Well, hell no, they're not. We did not write them to be likeable, we wrote them to be funny. And on another level, I have to disagree with this definition of likeable. I find myself more attracted to characters who have a bit (sometimes more than a bit) of dysfunction in their lives. In fact, the ones I tend to dislike, if you can dislike a fictional character, are women who whose hearts are pure, whose motives are good and whose lives are blameless. They make me feel bad about myself. They make me want to double up on my nightly glass of wine. They make me want to have a nasty gossip session with an equally flawed friend about them, even though they aren't real. (You know who you are, equally flawed friends. Kiss, kiss!)
In my humble opinion, women's fiction or "chick lit" has too long been divided into sorrowful realistic stories about women dealing with devastating issues like illness, abuse and alcoholism, and light stories that feature handsome men and happy endings, usually brought about by said handsome men. We also seem to like cozy tales about small towns filled with wacky but good hearted characters. I am not knocking any of these categories! I've read them all over the years. But I think there is room for more. We combine the horrible problems and the wacky characters, leach out some of the good heartedness as well as the sorrow and, for the most part, turn the men into idiots and don't let them do anything more complicated than changing a lightbulb. We think this mix, in Queen of the Court, is the Cosmopolitan cocktail of chick lit, smooth, fun, colorful, and still capable of knocking you on your ass (with laughter).
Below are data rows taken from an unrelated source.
PR #787, opened 2026-03-25
Enhance Retry Logic and Configuration for Storage Control API

Mahalaxmibejugam:
Implement a robust, configurable retry mechanism for the Storage Control API (used for HNS and Zonal bucket operations) within ExtendedGcsFileSystem. It replaces the default SDK retry behavior with a custom AsyncRetry configuration providing granular control over timeouts and retriable errors.

 Key Changes
   * Custom Retries: Integrated AsyncRetry into all Storage Control RPCs (rename, mkdir, ls, etc.) with a 60s
     default budget.
   * Explicit Timeouts: Decoupled attempts from the global budget using a fixed 30s per-attempt RPC timeout.
   * Error Predicate: Expanded retriable errors to include standard transient failures and specific
     unauthenticated scenarios.
   * Configuration: Added support for customizing retry parameters (initial, timeout, etc.) via the FileSystem
     constructor or fsspec conf files.
   * Testing & Docs: Added comprehensive unit tests for retry resolution and updated the retries.rst
     documentation.
     
     
Also updated CloudBuild cleanup scripts to correctly handle billing projects for requester-pays buckets observed while running CI pipeline for this PR

### DIFF
--- a/gcsfs/extended_gcsfs.py
+++ b/gcsfs/extended_gcsfs.py
@@ -20,11 +20,13 @@ from google.cloud.storage.asyncio.async_grpc_client import AsyncGrpcClient
 from gcsfs import __version__ as version
 from gcsfs import zb_hns_utils
 from gcsfs.core import GCSFile, GCSFileSystem
+from gcsfs.retry import StorageControlRetryConfig, get_storage_control_retry_config
 from gcsfs.zonal_file import ZonalFile
 
 logger = logging.getLogger("gcsfs")
 
 USER_AGENT = "python-gcsfs"
+STORAGE_CONTROL_RPC_TIMEOUT = 30.0
 
 
 class BucketType(Enum):
@@ -51,6 +53,7 @@ class ExtendedGcsFileSystem(GCSFileSystem):
     """
 
     def __init__(self, *args, finalize_on_close=False, **kwargs):
+        self.retry_config = StorageControlRetryConfig.from_kwargs(**kwargs)
         super().__init__(*args, **kwargs)
         # By default, files in zonal buckets are left unfinalized to allow appends.
         self.finalize_on_close = finalize_on_close
@@ -78,6 +81,9 @@ class ExtendedGcsFileSystem(GCSFileSystem):
                 else self.project
             )
         return None
+
+    def _get_retry_config(self, **kwargs):
+        return get_storage_control_retry_config(self.retry_config, **kwargs)
 
     @property
     def grpc_client(self):
@@ -141,7 +147,11 @@ class ExtendedGcsFileSystem(GCSFileSystem):
             client = await self._get_control_plane_client()
             bucket_name_value = f"projects/_/buckets/{bucket}/storageLayout"
             logger.debug(f"get_storage_layout request for name: {bucket_name_value}")
-            response = await client.get_storage_layout(name=bucket_name_value)
+            response = await client.get_storage_layout(
+                name=bucket_name_value,
+                retry=self._get_retry_config(),
+                timeout=STORAGE_CONTROL_RPC_TIMEOUT,
+            )
 
             if response.location_type == "zone":
                 return BucketType.ZONAL_HIERARCHICAL
@@ -514,7 +524,11 @@ class ExtendedGcsFileSystem(GCSFileSystem):
 
                 logger.debug(f"rename_folder request: {request}")
                 client = await self._get_control_plane_client()
-                operation = await client.rename_folder(request=request)
+                operation = await client.rename_folder(
+                    request=request,
+                    retry=self._get_retry_config(),
+                    timeout=STORAGE_CONTROL_RPC_TIMEOUT,
+                )
                 await operation.result()
                 self._update_dircache_after_rename(path1, path2)
 
@@ -679,7 +693,11 @@ class ExtendedGcsFileSystem(GCSFileSystem):
         try:
             logger.debug(f"create_folder request: {request}")
             client = await self._get_control_plane_client()
-            await client.create_folder(request=request)
+            await client.create_folder(
+                request=request,
+                retry=self._get_retry_config(),
+                timeout=STORAGE_CONTROL_RPC_TIMEOUT,
+            )
             # Instead of invalidating the parent cache, update it to add the new entry.
             parent_path = self._parent(path)
             if parent_path in self.dircache:
@@ -725,7 +743,11 @@ class ExtendedGcsFileSystem(GCSFileSystem):
 
                 # Verify existence using get_folder API
                 client = await self._get_control_plane_client()
-                response = await client.get_folder(request=request)
+                response = await client.get_folder(
+                    request=request,
+                    retry=self._get_retry_config(),
+                    timeout=STORAGE_CONTROL_RPC_TIMEOUT,
+                )
 
                 # If successful, return directory metadata
                 return {
@@ -798,7 +820,11 @@ class ExtendedGcsFileSystem(GCSFileSystem):
 
             logger.debug(f"delete_folder request: {request}")
             client = await self._get_control_plane_client()
-            await client.delete_folder(request=request)
+            await client.delete_folder(
+                request=request,
+                retry=self._get_retry_config(),
+                timeout=STORAGE_CONTROL_RPC_TIMEOUT,
+            )
 
             # Remove the directory from the cache and from its parent's listing.
             self.dircache.pop(path, None)
@@ -1121,7 +1147,11 @@ class ExtendedGcsFileSystem(GCSFileSystem):
         logger.debug(f"list_folders request: {request}")
 
         client = await self._get_control_plane_client()
-        async for folder in await client.list_folders(request=request):
+        async for folder in await client.list_folders(
+            request=request,
+            retry=self._get_retry_config(),
+            timeout=STORAGE_CONTROL_RPC_TIMEOUT,
+        ):
             folders.append(self._create_folder_entry(bucket, folder))
 
         return folders
--- a/gcsfs/extended_gcsfs.py
+++ b/gcsfs/extended_gcsfs.py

Think about the movie Bridesmaids. Yeah, Kristen Wiig kind of ends up with the Irish cop, and Maya Rudolph gets married. But do we care? No! We care that they bond and reassert their friendship. And do we want them to be good hearted heroines throughout? No. Maya is a social climber willing to throw her oldest friend under the bus for a designer gown, Kristen Wiig is jaded about life, work and men. And she cares less about her best friend's happiness than securing herself a starring role in the wedding. Melissa McCarthy steals puppies and has sex in an airplane bathroom, and we still love her. In fact, we love her more.
In Queen of the Court, Caroline overeats and ignores her bills, Taylor drinks too much, Allie is over controlling and Shana is trying to make up for a questionable past. Karen thinks a Harvard degree and her Catholicism make her just a little bit smarter and holier and just plain better than everyone else. Which of us has not, in a minor way at least, done or been or thought some version of those things? We make it all little larger and more colorful than life and give readers chance to have a good laugh at a bunch of flawed women who aren't always very nice to each other or themselves. Think about it - would we have loved a skinny, successful Bridget Jones? Or a sane, friendly Bernadette Fox? There is a reason Pride and Prejudice is about Lizzie Bennet and not the perfect, mild-mannered Jane. No offense, Jane, but zzzzzzzzzzz..
So if you are looking for tragic and uplifting or wholesome and heartwarming, Queen of the Court may not be for you. But if you want to spend some time with a group of dysFUNctional women who may not be, at the end of the day, that much different than we are, pick up a copy of our book, grab your glass of wine and settle in for a good, cathartic laugh.